### Instructions to follow
The records that follow must be repeated verbatim, every one of them.

### Stored dataset items
PR #1034, opened 2022-06-07
Update dependencies

matyasf:
- Update to deps to the latest allowed version
- Update TS to 4.7.3
- Fix some smaller type issues

### DIFF
--- a/packages/emotion/src/styleUtils/makeThemeVars.ts
+++ b/packages/emotion/src/styleUtils/makeThemeVars.ts
@@ -54,7 +54,7 @@ function makeThemeVars<P extends string, V extends Partial<ThemeVarGroup>>(
 ) {
   const themeVars: Record<string, unknown> = {}
   ;(Object.keys(vars) as Array<keyof V>).forEach((variable) => {
-    themeVars[camelize(`${prefix}-${variable}`)] = vars[variable]
+    themeVars[camelize(`${prefix}-${String(variable)}`)] = vars[variable]
   })
   return themeVars as PrefixedThemeVars<P, V>
 }
--- a/packages/ui-babel-preset/lib/index.js
+++ b/packages/ui-babel-preset/lib/index.js
@@ -36,7 +36,7 @@ module.exports = function (
   const envPresetConfig = opts.node ? getNodeEnvConfig() : getWebEnvConfig(opts)
 
   const presets = [
-    require('@babel/preset-typescript').default,
+    [require('@babel/preset-typescript').default, { allowDeclareFields: true }],
     [require('@babel/preset-env').default, envPresetConfig],
     [require('@babel/preset-react').default, { useBuiltIns: true }]
   ]
@@ -89,7 +89,6 @@ module.exports = function (
     require('@babel/plugin-transform-destructuring').default,
     [require('@babel/plugin-proposal-decorators').default, { legacy: true }], // must run before plugins that set displayName!
     require('./babel-plugin-add-displayname-for-react'),
-    require('@babel/plugin-proposal-class-properties').default,
     require('@babel/plugin-proposal-export-default-from').default,
     [
       require('@babel/plugin-transform-runtime').default,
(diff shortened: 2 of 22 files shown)


packages/emotion/src/styleUtils/makeThemeVars.ts
```diff
@@ -54,7 +54,7 @@ function makeThemeVars<P extends string, V extends Partial<ThemeVarGroup>>(
 ) {
   const themeVars: Record<string, unknown> = {}
   ;(Object.keys(vars) as Array<keyof V>).forEach((variable) => {
-    themeVars[camelize(`${prefix}-${variable}`)] = vars[variable]
+    themeVars[camelize(`${prefix}-${String(variable)}`)] = vars[variable]
```
matyasf, line 57: TS 4.7 has a bit stricter checks in this case, its needed when `variable` is `Symbol` type

packages/ui-babel-preset/lib/index.js
```diff
@@ -89,7 +89,6 @@ module.exports = function (
     require('@babel/plugin-transform-destructuring').default,
     [require('@babel/plugin-proposal-decorators').default, { legacy: true }], // must run before plugins that set displayName!
     require('./babel-plugin-add-displayname-for-react'),
-    require('@babel/plugin-proposal-class-properties').default,
```
matyasf, line 92: this is no longer needed, because its part of `babel/preset-env`

packages/ui-date-time-input/src/DateTimeInput/index.tsx
```diff
@@ -64,8 +64,7 @@ class DateTimeInput extends Component<DateTimeInputProps, DateTimeInputState> {
     dateFormat: 'LL' // Localized date with full month, e.g. "August 6, 2014"
   } as const
 
-  context!: React.ContextType<typeof ApplyLocaleContext>
-
+  declare context: React.ContextType<typeof ApplyLocaleContext>
```
matyasf, line 67: This is the new recommended syntax for `context` (which is required for React 18)

packages/ui-options/src/Options/Item/props.ts
```diff
@@ -146,5 +146,5 @@ const allowedProps: AllowedPropKeys = [
   'children'
 ]
 
-export type { OptionsItemProps, OptionsItemStyle }
+export type { OptionsItemProps, OptionsItemStyle, ItemProps }
```
ke1k0, line 149: Please prefix all variable names that are exported from the package with the component's name. Since `OptionsItemProps` is already taken, I would call this `OptionsItemMainProps` or sth like this.

packages/ui-i18n/src/bidirectional.tsx
```diff
@@ -32,6 +32,7 @@ import hoistNonReactStatics from 'hoist-non-react-statics'
 // see https://github.com/microsoft/TypeScript/issues/4881
 export type BidirectionalProps = {
   dir?: 'ltr' | 'rtl'
+  children?: React.ReactNode
```
ke1k0, line 35: React's `PropsWithChildren` type can be used too:

```tsx
export type BidirectionalProps = PropsWithChildren<{
  dir?: 'ltr' | 'rtl'
}>
```

packages/ui-react-utils/src/safeCloneElement.ts
```diff
@@ -38,7 +38,7 @@ type GetProps<E extends ReactElement = ReactElement> = E extends
   | FunctionComponentElement<infer P>
   | ComponentElement<infer P, any>
   | DOMElement<infer P, any>
-  ? P & { ref?: E['ref'] }
+  ? P & { ref?: any }
```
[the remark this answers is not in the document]
matyasf: I've spent like 30 mins to come up with something better, but could not :/

packages/ui-options/src/Options/Item/props.ts
matyasf: fixed

packages/ui-i18n/src/bidirectional.tsx
matyasf: fixed, thanks, I did not knew about this type

ke1k0 (approved):

packages/ui-react-utils/src/safeCloneElement.ts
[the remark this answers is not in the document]
ke1k0: Thanks for trying :)

HerrTopi (approved):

### Written answer
PR #1034, opened 2022-06-07
Update dependencies

matyasf:
- Update to deps to the latest allowed version
- Update TS to 4.7.3
- Fix some smaller type issues

### DIFF
--- a/packages/emotion/src/styleUtils/makeThemeVars.ts
+++ b/packages/emotion/src/styleUtils/makeThemeVars.ts
@@ -54,7 +54,7 @@ function makeThemeVars<P extends string, V extends Partial<ThemeVarGroup>>(
 ) {
   const themeVars: Record<string, unknown> = {}
   ;(Object.keys(vars) as Array<keyof V>).forEach((variable) => {
-    themeVars[camelize(`${prefix}-${variable}`)] = vars[variable]
+    themeVars[camelize(`${prefix}-${String(variable)}`)] = vars[variable]
   })
   return themeVars as PrefixedThemeVars<P, V>
 }
--- a/packages/ui-babel-preset/lib/index.js
+++ b/packages/ui-babel-preset/lib/index.js
@@ -36,7 +36,7 @@ module.exports = function (
   const envPresetConfig = opts.node ? getNodeEnvConfig() : getWebEnvConfig(opts)
 
   const presets = [
-    require('@babel/preset-typescript').default,
+    [require('@babel/preset-typescript').default, { allowDeclareFields: true }],
     [require('@babel/preset-env').default, envPresetConfig],
     [require('@babel/preset-react').default, { useBuiltIns: true }]
   ]
@@ -89,7 +89,6 @@ module.exports = function (
     require('@babel/plugin-transform-destructuring').default,
     [require('@babel/plugin-proposal-decorators').default, { legacy: true }], // must run before plugins that set displayName!
     require('./babel-plugin-add-displayname-for-react'),
-    require('@babel/plugin-proposal-class-properties').default,
     require('@babel/plugin-proposal-export-default-from').default,
     [
       require('@babel/plugin-transform-runtime').default,
(diff shortened: 2 of 22 files shown)


packages/emotion/src/styleUtils/makeThemeVars.ts
```diff
@@ -54,7 +54,7 @@ function makeThemeVars<P extends string, V extends Partial<ThemeVarGroup>>(
 ) {
   const themeVars: Record<string, unknown> = {}
   ;(Object.keys(vars) as Array<keyof V>).forEach((variable) => {
-    themeVars[camelize(`${prefix}-${variable}`)] = vars[variable]
+    themeVars[camelize(`${prefix}-${String(variable)}`)] = vars[variable]
```
matyasf, line 57: TS 4.7 has a bit stricter checks in this case, its needed when `variable` is `Symbol` type

packages/ui-babel-preset/lib/index.js
```diff
@@ -89,7 +89,6 @@ module.exports = function (
     require('@babel/plugin-transform-destructuring').default,
     [require('@babel/plugin-proposal-decorators').default, { legacy: true }], // must run before plugins that set displayName!
     require('./babel-plugin-add-displayname-for-react'),
-    require('@babel/plugin-proposal-class-properties').default,
```
matyasf, line 92: this is no longer needed, because its part of `babel/preset-env`

packages/ui-date-time-input/src/DateTimeInput/index.tsx
```diff
@@ -64,8 +64,7 @@ class DateTimeInput extends Component<DateTimeInputProps, DateTimeInputState> {
     dateFormat: 'LL' // Localized date with full month, e.g. "August 6, 2014"
   } as const
 
-  context!: React.ContextType<typeof ApplyLocaleContext>
-
+  declare context: React.ContextType<typeof ApplyLocaleContext>
```
matyasf, line 67: This is the new recommended syntax for `context` (which is required for React 18)

packages/ui-options/src/Options/Item/props.ts
```diff
@@ -146,5 +146,5 @@ const allowedProps: AllowedPropKeys = [
   'children'
 ]
 
-export type { OptionsItemProps, OptionsItemStyle }
+export type { OptionsItemProps, OptionsItemStyle, ItemProps }
```
ke1k0, line 149: Please prefix all variable names that are exported from the package with the component's name. Since `OptionsItemProps` is already taken, I would call this `OptionsItemMainProps` or sth like this.

packages/ui-i18n/src/bidirectional.tsx
```diff
@@ -32,6 +32,7 @@ import hoistNonReactStatics from 'hoist-non-react-statics'
 // see https://github.com/microsoft/TypeScript/issues/4881
 export type BidirectionalProps = {
   dir?: 'ltr' | 'rtl'
+  children?: React.ReactNode
```
ke1k0, line 35: React's `PropsWithChildren` type can be used too:

```tsx
export type BidirectionalProps = PropsWithChildren<{
  dir?: 'ltr' | 'rtl'
}>
```

packages/ui-react-utils/src/safeCloneElement.ts
```diff
@@ -38,7 +38,7 @@ type GetProps<E extends ReactElement = ReactElement> = E extends
   | FunctionComponentElement<infer P>
   | ComponentElement<infer P, any>
   | DOMElement<infer P, any>
-  ? P & { ref?: E['ref'] }
+  ? P & { ref?: any }
```
[the remark this answers is not in the document]
matyasf: I've spent like 30 mins to come up with something better, but could not :/

packages/ui-options/src/Options/Item/props.ts
matyasf: fixed

packages/ui-i18n/src/bidirectional.tsx
matyasf: fixed, thanks, I did not knew about this type

ke1k0 (approved):

packages/ui-react-utils/src/safeCloneElement.ts
[the remark this answers is not in the document]
ke1k0: Thanks for trying :)

HerrTopi (approved):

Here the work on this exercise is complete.